History of Slavery Explored in Collaborative Project
A collaborative project between the celebrated vocal and movement artist Elaine Mitchener and Professor Christer Petley of the University of Southampton has been performed across the UK and is currently on tour.
SWEET TOOTH, an ambitious cross-disciplinary music theatre piece, uses text, improvisation and movement to engage with the brutal history of slavery in Jamaica as well as its contemporary resonances.
In November 2017, it was premiered at Liverpool Bluecoat, in coordination with an event at the International Slavery Museum. It has since been showcased on BBC Radio 3’s Hear and Now.
The text for SWEET TOOTH includes extracts from ‘Guinea Corn,’ a traditional Jamaican plantation chant; a Kumina invocation transcribed in Morant Bay, Jamaica during the 1950s; and the names and other details of slaves taken from the 1813 inventory of plantation owner Simon Taylor.
As Professor Petley notes, inventories of human property were one of the ways in which Jamaican planters sought to control their slaves. The project began when Mitchener and Petley met and read Taylor’s inventory aloud. “The experience of reading or hearing this list,” says Professor Petley, “has a suggestive pathos and power that I cannot yet really begin to describe, and which perhaps simply goes beyond what words can say.”

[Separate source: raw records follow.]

PR #14287, opened 2026-04-06
Backend/feat: Added PassExpiryReminder PN

raghavcast:
## Type of Change

- [ ] Bugfix
- [x] New feature
- [ ] Enhancement
- [ ] Refactoring
- [ ] Dependency updates

### Additional Changes

## Checklist

## Summary by CodeRabbit

* **New Features**
  * Pass expiry reminders: Riders now receive push notifications when passes are nearing expiry. Notification timing is configurable per city/merchant.


Backend/app/dashboard/CommonAPIs/spec/RiderPlatform/Management/API/Merchant.yaml
```diff
@@ -343,7 +343,7 @@ types:
     - geom: Maybe Text
     - platform: Platform
   JobName:
-    - enum: "NyRegularMasterTrigger, PartnerInvoiceDataExportTrigger"
+    - enum: "NyRegularMasterTrigger, PartnerInvoiceDataExportTrigger, PassExpiryReminderMasterTrigger"
```
Jayanth-Parthsarathy: Can be with other jobs not necessarily in sharedlogic?

raghavcast: ah, okay

Backend/app/rider-platform/rider-app/Main/src/SharedLogic/PassExpiryReminder.hs
```diff
@@ -0,0 +1,50 @@
...
+  (ServiceFlow m r, EsqDBFlow m r, CacheFlow m r) =>
+  Id DM.Merchant ->
+  Id DMOC.MerchantOperatingCity ->
+  m ()
+sendPassExpiryReminderPns merchantId merchantOperatingCityId = do
+  riderConfig <-
+    getConfig (SCRC.RiderDimensions {merchantOperatingCityId = merchantOperatingCityId.getId})
+      >>= fromMaybeM (RiderConfigDoesNotExist merchantOperatingCityId.getId)
+  let daysToExpire = fromMaybe 3 (riderConfig.passExpiryReminderDays)
+  when (daysToExpire < 0) $
```
Jayanth-Parthsarathy: do `return ()` here itself no need to have two conditionals for checking daysToExpire.
ie.,
```
when (daysToExpire < 0) $
        logError $
      "Skipping pass expiry reminder due to negative passExpiryReminderDays for moc: " <> merchantOperatingCityId.getId
    pure ()
-- no need for conditional here since we return above
now <- getCurrentTIme
```

Backend/dev/migrations/rider-app/1519-add-pass-expiry-reminder-pn.sql
```diff
@@ -0,0 +1,17 @@
+INSERT INTO atlas_app.merchant_push_notification (
+    fcm_notification_type, key, merchant_id, merchant_operating_city_id, title, body, language, should_trigger, created_at, updated_at
+)
+SELECT
+    'TRIP_UPDATED',
```
Jayanth-Parthsarathy: Should we change this key to something else.

Backend/app/rider-platform/rider-app/Main/src/SharedLogic/Scheduler/Jobs/PassExpiryReminderMaster.hs
```diff
@@ -0,0 +1,30 @@
...
+    HasField "blackListedJobs" r [Text]
+  ) =>
+  Job 'PassExpiryReminderMaster ->
+  m ExecutionResult
+runPassExpiryReminderMaster Job {merchantId, merchantOperatingCityId} = do
+  merchantId' <- merchantId & fromMaybeM (InternalError "Job is missing merchantId")
+  merchantOperatingCityId' <- merchantOperatingCityId & fromMaybeM (InternalError "Job is missing merchantOperatingCityId")
+  SPER.sendPassExpiryReminderPns (merchantId' :: Id DM.Merchant) (merchantOperatingCityId' :: Id DMOC.MerchantOperatingCity)
+  now <- getCurrentTime
+  return $ ReSchedule (Time.addUTCTime 86400 now) -- Reschedule for next day
```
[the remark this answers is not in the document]
Jayanth-Parthsarathy: Can we check this as well

Jayanth-Parthsarathy (changes requested):

Backend/app/rider-platform/rider-app/Main/src/SharedLogic/PassExpiryReminder.hs
```diff
@@ -0,0 +1,50 @@
...
+    let activePersonIds = List.nub $ map (.personId) activePurchasedPasses -- All personIds with active passes
+    unless (null activePersonIds) $ do
+      prebookedPassesForActivePersonIds <- QPurchasedPass.findAllByPersonIdsAndStatus activePersonIds DPurchasedPass.PreBooked
+      let prebookedPersonIds = List.nub $ map (.personId) prebookedPassesForActivePersonIds
+          finalPersonIds = filter (`notElem` prebookedPersonIds) activePersonIds
+      persons <- QPerson.findAllByPersonIds (map getId finalPersonIds)
+      forM_ persons $ \person -> do
+        let entity = Notification.Entity Notification.Product person.id.getId ()
+            templateParams = [("days", show daysToExpire)]
+        TNotifications.dynamicNotifyPerson person (TNotifications.createNotificationReq "PASS_EXPIRY_REMINDER" identity) EmptyDynamicParam entity Nothing templateParams Nothing Nothing
```
Jayanth-Parthsarathy: @Cyanid0, I have reviewed this once, can you pls double check this part alone

Jayanth-Parthsarathy:
@ClaudeWeb pls review this

khuzema786:
Now let me look at the key new files and some surrounding context for deeper analysis.I have enough context now. Let me write the review.

---

## PR Review: `Backend/feat: Added PassExpiryReminder PN` (#14287)

**Verdict: Request Changes** — The core logic has a critical control-flow bug that causes the negative-day guard to be silently ignored. There are also a schema/KV design issue and a performance concern worth fixing before merge.

---

### 🔴 Critical

#### 1. `when` guard does NOT stop execution — logic always runs

**File:** `SharedLogic/PassExpiryReminder.hs` (diff lines 429–433)

```haskell
when (daysToExpire < 0) $ do
  logError $ "Skipping pass expiry reminder due to negative passExpiryReminderDays for moc: " <> merchantOperatingCityId.getId
  pure () -- No need to continue if daysToExpire is negative
now <- getCurrentTime   -- ⚠️ This ALWAYS executes, regardless of the `when` above
```

In Haskell, `when` only conditionally runs its body — it does **not** short-circuit the surrounding `do` block. The `pure ()` inside is just the return value of the inner `do`, not an early exit. After the `when` resolves (whether the condition was true or false), execution falls through to `now <- getCurrentTime` and proceeds to send notifications regardless.

**Fix:** Wrap the rest of the logic in an `unless`:

```haskell
sendPassExpiryReminderPns merchantId merchantOperatingCityId = do
  riderConfig <- ...
  let daysToExpire = fromMaybe 3 (riderConfig.passExpiryReminderDays)
  unless (daysToExpire < 0) $ do
    now <- getCurrentTime
    let localNow = Time.addUTCTime (secondsToNominalDiffTime riderConfig.timeDiffFromUtc) now
        todayLocal = Time.utctDay localNow
        targetEndDate = Time.addDays (fromIntegral daysToExpire) todayLocal
    purchasedPasses <- QPurchasedPass.findAllByEndDateMerchantOperatingCityIdAndMerchantId ...
    -- ... rest of logic
```

---

### 🟡 Warnings

#### 2. `endDate: SecondaryKey` creates a UNIQUE constraint on a non-unique column

**File:** `spec/Storage/PurchasedPass.yaml` (diff line 92) + `Storage/Beam/PurchasedPass.hs` (diff line 161)

```yaml
constraints:
  id: PrimaryKey
  passNumber: SecondaryKey
  endDate: SecondaryKey    # ⚠️ SecondaryKey = UNIQUE index
```

`SecondaryKey` in this codebase generates a unique index. Many riders can (and will) have passes expiring on the same day — this constraint would reject any second pass with the same `endDate`, breaking pass creation at scale.

The migration even contains a `DROP CONSTRAINT` for a composite variant of this, suggesting the author iterated on this but the single-column unique constraint from `SecondaryKey` remains.

Additionally, the `enableKVPG` change:
```haskell
$(enableKVPG ''PurchasedPassT ['id] [['endDate], ['passNumber]])
```
…registers `endDate` as a Redis secondary key. All passes expiring on a given day will be stored under a single cache entry that must be fetched/updated atomically. On a busy day (e.g. monthly pass renewal day), this key could balloon to thousands of entries and cause Redis memory pressure.

**Fix:** Remove `endDate` from `constraints` (leave it in `extraIndexes` only), and remove `['endDate]` from the `enableKVPG` splice. Keep the composite DB index for query performance.

---

#### 3. Risky SQL migration — `DROP CONSTRAINT` on possibly non-existent constraint

**File:** `dev/migrations-read-only/rider-app/purchased_pass.sql` (diff lines 542–543)

```sql
ALTER TABLE atlas_app.purchased_pass DROP CONSTRAINT purchased_pass_unique_idx_end_date_merchant_id_merchant_operating_city_id;
```

This constraint would only exist if the earlier (now-removed) composite `SecondaryKey` spec was deployed to that environment. If it was never created in production, this migration will fail with `constraint does not exist`. Use `DROP CONSTRAINT IF EXISTS` to make it safe.

---

#### 4. O(n²) `notElem` filter — use `Set`

**File:** `SharedLogic/PassExpiryReminder.hs` (diff lines 441–443)

```haskell
prebookedPassesForActivePersonIds <- QPurchasedPass.findAllByPersonIdsAndStatus activePersonIds DPurchasedPass.PreBooked
let prebookedPersonIds = List.nub $ map (.personId) prebookedPassesForActivePersonIds
    finalPersonIds = filter (`notElem` prebookedPersonIds) activePersonIds  -- O(n²)
```

`notElem` on a list is O(n) per element; the `filter` makes this O(n²). With hundreds of active pass holders this is noticeable.

**Fix:**
```haskell
import qualified Data.Set as Set

let prebookedPersonIdSet = Set.fromList $ map (.personId) prebookedPassesForActivePersonIds
    finalPersonIds = filter (`Set.notMember` prebookedPersonIdSet) activePersonIds
```

---

#### 5. Unbounded `IN` query could be very large

**File:** `SharedLogic/PassExpiryReminder.hs` (diff line 441) + `Storage/Queries/PurchasedPass.hs` (diff line 213)

```haskell
findAllByPersonIdsAndStatus personId status = do
  findAllWithKV [Se.And [Se.Is Beam.personId $ Se.In (Kernel.Types.Id.getId <$> personId), ...]]
```

If `activePersonIds` contains thousands of IDs (a realistic scenario for a popular transit pass), the generated `IN (...)` clause can be very large, potentially hitting DB parameter limits or causing query plan degradation.

**Suggestion:** Batch this query in chunks of ~500 IDs, similar to how other bulk operations are handled in the codebase.

---

### 💡 Suggestion

#### 6. `daysToExpire = 0` sends a slightly odd notification

With `daysToExpire = 0`, the push notification title becomes `"Pass expiring in 0 days"`. This is technically a valid config but a surprising default edge case — consider whether `daysToExpire <= 0` should be the guard condition rather than just `< 0`, or document the `0` case explicitly.

---

### ✅ What looks good

- The overall architecture (scheduler job → master → shared logic) follows existing patterns cleanly.
- Filtering out `PreBooked` passes to avoid sending reminders to users who already renewed is thoughtful.
- The `ReSchedule` pattern rescheduling for `+nominalDay` is correct.
- DB composite index on `(end_date, merchant_id, merchant_operating_city_id)` is appropriate for the query.
- `RiderConfig.passExpiryReminderDays` as a `Maybe Int` with a sensible default of `3` is a good design.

SWEET TOOTH has been widely acclaimed. “Elaine Mitchener has ACHIEVED A MOST DIFFICULT CHALLENGE,” writes Robert Wyatt in The Wire. “She has created a dauntingly vivid theatrical evocation of deep and prolonged collective pain in such a way as to bring out OUR emotional empathy fundamental to communication. She has not aimed for ‘beautiful art’ but her unblinking honesty and the ultrasensitive resonance of her three musical companions, has paradoxically created something of real, visceral beauty- art, in fact.”
Employing music ensemble, installation, solo work and film to explore the legacies of slavery, SWEET TOOTH is a constantly-evolving project. It is also, as Kevin Le Gendre writes for Jazzwise, “a vital black British addition to those seminal creative statements of resistance and defiance from the African Diaspora.”
SWEET TOOTH has been supported with public funding from Arts Council England. Commissioned by Bluecoat in partnership with the Stuart Hall Foundation, London and The International Slavery Museum with further support from PRSF Open Fund, Edge Hill University, Centre 151 and St George’s Bloomsbury.
As part of the Venus Unwrapped season, SWEET TOOTH will be performed at Kings Place, London on 14 June 2019 and 9 November. It will also form part of the Colour Out of Space Festival on 27 June 2019.